Well look it’s a very good question and we think about it on a routine basis because obviously for a company the size of Nektar to have a portfolio, an extensive portfolio on pain and also a portfolio in the development of numerous drugs in oncology is perhaps a bit much to chew on. I can say this, there is a number of companies that continue to be interested in NKTR-102. As more and more information is gained about that molecule I think it’s becoming more and more apparent that it has lots of activity and can do things that a standard topoisomerase-1 inhibitor cannot do. That said, we have committed to take it all the way through development and I am committed to take it to the market but that doesn’t mean that I wouldn’t consider partnering opportunities if they make sense and I think the place they do make sense and I believe this is where you are alluding to is if you have a drug like this that’s got potential in metastatic breast cancer, potential in Avastin resistant gliomas, potentially non-small cell lung cancer and small cell lung cancer and without a doubt gastric cancer and a number of other oncology applications as well it takes a lot of resource to do all those trials and find the optimal setting for this drug. So we certainly do talk to companies on a regular basis. As I said there is interest in this molecule. At this point we’re moving it forward as quickly as we can and we haven’t made any decisions yet as to whether this drug is partnered or whether we keep it for ourselves but I can tell you it is a very interesting molecule.

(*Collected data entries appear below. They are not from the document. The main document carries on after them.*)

PR #885, opened 2020-11-30
Fixed DynamoDB tests

Nyholm:
I dont know how this have worked before...

### DIFF
--- a/src/Service/DynamoDb/tests/Integration/DynamoDbClientTest.php
+++ b/src/Service/DynamoDb/tests/Integration/DynamoDbClientTest.php
@@ -381,7 +381,7 @@ class DynamoDbClientTest extends TestCase
         $client = $this->getClient();
 
         $input = new DescribeTableInput([
-            'TableName' => $this->tableName.'_non_exist',
+            'TableName' => $this->tableName,
         ]);
 
         self::assertFalse($client->tableNotExists($input)->isSuccess());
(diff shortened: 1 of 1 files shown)


src/Service/DynamoDb/tests/Integration/DynamoDbClientTest.php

Okay, thanks for the color.

And I am currently showing no further questions. I will now turn the call back over to Howard Robin for closing remarks.

Well thank you everyone for joining us this afternoon. I want to also thank all of our employees for their tremendous efforts in building such an impressive portfolio and I want to thank our shareholders for their continued support. We expect to see many of you at the Brean Murray conference and the JPMorgan conferences. So thank you very much for attending. Good afternoon.

Thank you ladies and gentlemen that does conclude today’s conference. You may all disconnect and have a wonderful day.